From the balcony, there is a breathtaking sight of the Atlantic Ocean with ships passing and of the sunlight hitting the crashing waves. It is almost the same sight from about half of the rooms of Marriott Hotel, Kingston. But the view yesterday from the balcony was not from the hotel rooms. Rather, it was from an incomplete shell, adjoining the hotel.
That shell was intended to be converted into a world-class entertainment facility to house a casino and other facilities. The casino was supposed to boost the revenues for the entire facility and allow, based on projections, the hotel to pay the more than US$50M it owes to banks and others. However, almost two years since the hotel was opened, very little has been done to develop the adjacent section.
A new administration, under the Coalition Government, is in place, with a new Board of Directors and management for Atlantic Hotel Inc. (AHI), which owns the hotel, installed in 2015.
That unfinished section is now facing another major problem that has the potential of developing into an embarrassing situation.
A number of Chinese nationals, who came here to work on the hotel’s construction, have moved in and are refusing to leave until their company – Shanghai Construction Group (SCG) – is paid a large sum of monies that they are owed for work done.

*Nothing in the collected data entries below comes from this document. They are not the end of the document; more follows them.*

PR #7190, opened 2025-09-04
Fix - Presto SQLAlchemy dialect did not implement get_view_names

rad-pat:
Presto SQLAlchemy dialect did not implement the `get_view_names` method and resulted in an exception when trying to inspect the schema. This was discovered in Superset repo whilst trying to update the pandas package which now makes a call to `get_view_names`. 

Very basic Python tests have been added here, but all the SQLAlchemy dialects in this repo would benefit from running the full SQLAlchemy dialect test suite instead of these bespoke tests.

### DIFF
--- a/python/pyhive/sqlalchemy_presto.py
+++ b/python/pyhive/sqlalchemy_presto.py
@@ -231,9 +231,9 @@ class PrestoDialect(default.DefaultDialect):
             )
         else:
             # N.B. This is incorrect, if no schema is provided, the current/default schema should
-            #   be used with a call to self._get_default_schema_name(connection), but I could not
-            #   see how to implement that
-            #   default_schema = self._get_default_schema_name(connection)
+            #  be used with a call to self._get_default_schema_name(connection), but I could not
+            #  see how to implement that
+            #  default_schema = self._get_default_schema_name(connection)
             view_name_query = """
                 SELECT table_name
                 FROM information_schema.views


pan3793:
It doesn't seem lucky, the change causes test failure. Could you take a look?

rad-pat:
@pan3793, I have hopefully fixed it - I also extended the python range of tests to cover supported versions of Python, and bumped the package version in the hopes that a release could be made to PyPI when merged.

rad-pat:
Looking at failures, new python versions failing because of old packages. The previous versions of python still failing for same reason, I thought I had fixed it, checking...

rad-pat:
@pan3793 - definitely no broken Python tests now, I removed the addition of current Python versions as they fail because dependencies are not up to date with Python > 3.10. So, just the changes required and tests now working. 🤞 More work than I was hoping for.

python/pyhive/__init__.py
```diff
@@ -1,3 +1,3 @@
 from __future__ import absolute_import
 from __future__ import unicode_literals
-__version__ = '0.7.0'
+__version__ = '0.7.1'
```
pan3793:
```suggestion
__version__ = '0.7.0'
```

python/pyhive/sqlalchemy_presto.py
```diff
@@ -204,12 +204,44 @@ def get_indexes(self, connection, table_name, schema=None, **kw):
...
 
+    def _get_default_schema_name(self, connection):
+        #'SELECT CURRENT_SCHEMA()'
+        return super()._get_default_schema_name(connection)
+
     def get_table_names(self, connection, schema=None, **kw):
         query = 'SHOW TABLES'
+        # N.B. This is incorrect, if no schema is provided, the current/default schema should be used
+        #  with a call to an overridden self._get_default_schema_name(connection), but I could not see how to implement
+        #  that as there is no CURRENT_SCHEMA function
```
pan3793:
```suggestion
        #  with a call to an overridden self._get_default_schema_name(connection), but I could not
        # see how to implement that as there is no CURRENT_SCHEMA function
```

python/pyhive/sqlalchemy_presto.py
```diff
@@ -204,12 +204,44 @@ def get_indexes(self, connection, table_name, schema=None, **kw):
...
 
+    def _get_default_schema_name(self, connection):
+        #'SELECT CURRENT_SCHEMA()'
+        return super()._get_default_schema_name(connection)
+
     def get_table_names(self, connection, schema=None, **kw):
         query = 'SHOW TABLES'
+        # N.B. This is incorrect, if no schema is provided, the current/default schema should be used
+        #  with a call to an overridden self._get_default_schema_name(connection), but I could not
+        # see how to implement that as there is no CURRENT_SCHEMA function
```
pan3793:
```suggestion
        #  with a call to an overridden self._get_default_schema_name(connection), but I could not
        #  see how to implement that as there is no CURRENT_SCHEMA function
```

python/pyhive/sqlalchemy_presto.py
```diff
@@ -204,12 +204,44 @@ def get_indexes(self, connection, table_name, schema=None, **kw):
...
+                FROM information_schema.views
+                WHERE table_schema = :schema
+            """
+            query = text(view_name_query).bindparams(
+                bindparam("schema", type_=types.Unicode)
+            )
+        else:
+            # N.B. This is incorrect, if no schema is provided, the current/default schema should be used
+            #  with a call to self._get_default_schema_name(connection), but I could not see how to implement that
+            #  default_schema = self._get_default_schema_name(connection)
```
pan3793:
```suggestion
            # N.B. This is incorrect, if no schema is provided, the current/default schema should
            #   be used with a call to self._get_default_schema_name(connection), but I could not
            #   see how to implement that
            #   default_schema = self._get_default_schema_name(connection)
```

python/pyhive/sqlalchemy_presto.py
```diff
@@ -204,12 +204,45 @@ def get_indexes(self, connection, table_name, schema=None, **kw):
...
+                WHERE table_schema = :schema
+            """
+            query = text(view_name_query).bindparams(
+                bindparam("schema", type_=types.Unicode)
+            )
+        else:
+            # N.B. This is incorrect, if no schema is provided, the current/default schema should
+            #   be used with a call to self._get_default_schema_name(connection), but I could not
+            #   see how to implement that
+            #   default_schema = self._get_default_schema_name(connection)
```
pan3793:
```suggestion
            # N.B. This is incorrect, if no schema is provided, the current/default schema should
            #  be used with a call to self._get_default_schema_name(connection), but I could not
            #  see how to implement that
            #  default_schema = self._get_default_schema_name(connection)
```

pan3793 (approved):

pan3793:
Thanks, merged to master

PR #7202, opened 2025-09-12
[AUTHZ] make FilteredShowObjectsExec extends V2CommandExec to avoid running executor side task

LennonChin:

The standoff has been ongoing for a number of months now with the Chinese construction workers warned to leave, but to no avail. The matter had been kept quiet, until now.
Yesterday, Horace James, Officer-in-Charge of the National Industrial and Commercial Investments Limited (NICIL), confirmed that the workers are in the annex “illegally”.
NICIL is the state-owned company overseeing investments and owns AHI, the company that owns and put together the deal to build the hotel.
Responding to a number of emailed questions, the official said that he is aware that SCG is owed and that it is for aboutUS$800,000 ($160M). However, SCG officials are reportedly claiming that they are owed between US$4-5M ($800M-$1B).
“They (the workers) were requested to cease their illegal occupation of the site on several occasions. They also received notice from the Chief Fire Officer that their occupation constitutes a fire hazard,” James wrote in response to questions from Kaieteur News.
The official made it clear that no one gave permission for the men, said to be numbering under 10, to move in.
“SCG occupies the site in breach of the contract,” the response from NICIL said.
James also disclosed that he is aware that negotiations to settle the matter have been ongoing.
With the life of the Board of Directors, under Chairperson, Beverly Harper, expiring in December last, Government is moving to put together another one.
In the meantime the Marriott Manager continues to be in charge of the hotel’s operations.
Yesterday, Kaieteur News visited the annex and saw at least four persons in the section that would have housed the casino. There are at least four storeys that have been left unfinished. The area outside of the annex is scattered with construction material and overgrown with bushes.
A number of air-conditioned makeshift rooms were converted to bedrooms for the Chinese workers.
The area has electricity. And there was even, in one corner, a hot water tank and wash sinks.
There were several construction overalls hanging in a corner with the breeze from the Atlantic Ocean coming through an open door leading to the balcony drying them.
Kaieteur News was told that SCG had been applying pressure for the monies, even visiting the East Coast Demerara office of Ansa McAl where Harper had been stationed, to press home their demands.
Since the April 2015 completion of the hotel, SCG would have been obligated to stick around for a year to correct any defects. That period has long since elapsed, in April 2016.
It was reported that former AHI head, Winston Brassington, had ordered monies withheld because of the quality of work.
A hotel worker has disclosed that a section of a wall at the hotel recently collapsed forcing emergency works. Several of the marble tiles have cracked in places, largely because it is of poor quality.
The hotel was heavily pushed by the successive government of the People’s Progressive Party/Civic (PPP/C) to improve the quality of accommodation in Guyana.
However, the financing structure saw the hotel, in terms of square foot, becoming one of the most expensive in the world.
While the Government of Guyana spent almost US$30M, it is last on the list to receive any returns or profits.
There have been questions to claims by some officials whether the hotel is breaking even.
Government has been hosting a number of events there, but without the casino in operation, officials have been arguing that it will be impossible to pay bills.
Already, Government is in talks with the local banks to hold off collecting outstanding payments.